West Coast Cool: Eating the Best of California in Three Days

Travel is hard on the body. Travel is necessary for the soul. I spent the last week in San Francisco, Sonoma Valley and Vancouver, and within the next 24 hours I will hop back across the coast to Portland, Oregon for another week of workshops. No rest for the wicked.

San Francisco is nothing like I expected. Travel has a way of springing such surprises upon you; you expect a gentrified pocket of beautiful design and intellectuality, and you get a city that is filled with drunken, stoned vagrants with anger and mental disorders. Do not misunderstand me – I enjoyed the adventure – but it was not what I had planned for. Perhaps the soft weather and hippy mystique draw the weirdos, or maybe it is just where California is at these days. Hard to say. For my part, I simply needed to watch the dealers count their money on the streets [constantly] and make sure to avoid the winos on the corners drinking their nightly fix.

Food was killer. From the first coffee at Ghiradelli and cream puff at Beard Papa to the insane Kryptonite at Ike’s Place to the refined bistro fare of Thomas Keller’s Bouchon to the simplicity of a picnic foraged from Napa’s Dean and Deluca, I was stuffed to the gills with the finest flavours possible. My favourite of the trip? The Kryptonite…by a long shot.

Ike’s Place is a sub shop in the Castro area that V. had noticed on Man Versus Food. From the get-go, I knew that a pilgrimage was required even though it was far from anything else we wanted to experience. The walk on Market failed due to distance and krunk-afficionado street-walkers, so I suggest taking the tram out to Castro from the main core.

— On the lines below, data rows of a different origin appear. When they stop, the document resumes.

PR #1794, opened 2018-01-01
feature: RoleHandlerHelper#getRoleHandlers(Class), forEachRoleHandler, getParentRoleHandler

pvojtechovsky:
Some helper methods which allows generically access Spoon model

### DIFF
--- a/src/main/java/spoon/reflect/meta/impl/RoleHandlerHelper.java
+++ b/src/main/java/spoon/reflect/meta/impl/RoleHandlerHelper.java
@@ -53,7 +53,7 @@ public class RoleHandlerHelper {
 	 * @param targetClass the class of the to be manipulated node
 	 * @param role defines the to be manipulated attribute
 	 * @return {@link RoleHandler} implementation which knows how to manipulate the attribute of {@link CtRole} on `targetClass`
-	 * or throws exception if such role does not exists on the `targetClass`
+	 * or throws exception if such role doesn't exist on the `targetClass`
 	 */
 	public static RoleHandler getRoleHandler(Class<? extends CtElement> targetClass, CtRole role) {
 		RoleHandler rh = getOptionalRoleHandler(targetClass, role);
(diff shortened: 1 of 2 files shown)


src/main/java/spoon/reflect/meta/impl/RoleHandlerHelper.java
```diff
@@ -71,4 +78,47 @@ public static RoleHandler getOptionalRoleHandler(Class<? extends CtElement> targ
...
+	 */
+	public static void forEachRoleHandler(Consumer<RoleHandler> consumer) {
+		for (List<RoleHandler> list : roleHandlers) {
+			for (RoleHandler roleHandler : list) {
+				consumer.accept(roleHandler);
+			}
+		}
+	}
+
+	public static RoleHandler getParentRoleHandler(CtElement element) {
```
monperrus: rename to getRoleHandler?

add API documentation?

thanks!

pvojtechovsky: > rename to getRoleHandler?

are you sure? I think that there should be something about `parent` in the method name, because it returns role of this element in parent.

> api doc.
I forgot that ... It compiles without documentation well :-) I will add it

monperrus: > because it returns role of this element in parent.

a role is always with respect to the parent, right?

pvojtechovsky: in case of this method yes.

src/main/java/spoon/reflect/meta/impl/RoleHandlerHelper.java
```diff
@@ -71,4 +78,51 @@ public static RoleHandler getOptionalRoleHandler(Class<? extends CtElement> targ
 		}
 		return null;
 	}
+
+	/**
+	 * @param targetClass a Close whose handlers we are looking for
```
surli: I don't understand you're documentation here: what's a "Close"?

pvojtechovsky: I should sleep more ... at least sometime ... "Close" is wrong. Correct is "Class" ;-) I will fix it.

monperrus:
This PR is OK but for the method name `getParentRoleHandler`.
WDYT of `getRoleHandlerWrtParent` (wrt = with respect to) or `getRoleWrtParentHandler`?

monperrus:
thanks!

The shop is a production kitchen with a board of possible sandwiches. The Kryptonite and its sister sub, The Doomsday, are not on the menu, but are the most brilliant combinations of flavours for the foodie. Imagine roast beef, corned beef, pastrami, salami, turkey, bacon, ham, mozzarella sticks, stuffed jalapeno poppers, beer battered onion rings, avocado, pesto, extra pepper jack and dirty sauce crammed into a large loaf of buttered bread. The thing must have weighed four pounds, I swear. I ate one half at 3pm, and ate the other for a late-night snack [no food in between]. Best sandwich EVER.

Le Bouchon Thomas Keller

Second on my food experiences from the area, was Thomas Keller’s Bouchon in Yountville. Yes, they messed up my reservation. Yes, they almost did not let us in, despite my having corrected the error the night before. Yes, I used my best “jedi mind trick” phrase: “But surely you mean to let us in…you would not stop me from entering.” The manager was, actually, quite good about it, and I was seated with the caveat that we could not linger due to a corporate dinner that evening. Fair enough.

I went for the simple: a fruit de mer platter that rang in at $110. V. and I had shared a cooked platter in Capetown, South Africa that was similar, but the West Coast raw bar seemed too key to miss. Brilliant. Fresh lobster, clams, oysters, mussels and shrimp all came together on two levels of ice and zinc platters. Matched with the Abraxas Vins de Terroir from Robert Sinsky Vineyards [we visited this vineyard on our second day], it was heavenly and light enough to leave anyone not feeling ill.

And then there was dessert…

Bouchon at Yountville

I went with the trio of chocolate bouchons with a strawberry ice cream, and then went with the classic tart au citron. Both were flawless. Both were better renditions of the classics than I have ever tasted.

It is important to mention that one reason for me to visit the food meccas across the world is to gain knowledge for the food photography part of my business. I need to see the platings, experience the table settings and the restaurant lighting to ensure that my stylings never look dated. I also go so that I can emulate the best ideas and executions at home. With Keller, especially, I have taken away a strong understanding of the bistro ideal. A few years back, I eagerly read his Bouchon cookbook, and perfected my roast chicken, roast beets, and rillettes. Now, I think that I can swing the platter when I am on PEI, and I know that I can replicate a few of the other dishes just having seen and tasted his other food. Never underestimate the power of one great meal at an iconic restaurant; it can change your life if you are paying attention to the details.

Finally…I stopped at Dean & Deluca while lost on our way to Frog’s Leap Vineyard in Rutherford. I could have spent thousands of dollars on wines, cheeses and utensils there. Instead, I grabbed a Bouchon baguette, a rabbit terrine and two fresh, local cheeses to picnic later in the night. The bread board was also a necessary purchase – the pig was too cute, and I can never have too many presentation boards for photography. As you can see it is a perfect size for the 50mm lens; at f.1.2 only the foreground remains in focus. I should also mention that I picked up a Miyabi Morimoto 600D Santoku knife at Sur le Table for a mere $78. The Damascus steel is nice to look at, but really it is the perfect balance that draws me to this series. They may be getting phased out, but if you come across any of these, then check them out. A chef’s knives are everything – I can lose my job, my home and my other stuff, but as long as I have my knives then I can always, always find a floor to crash on.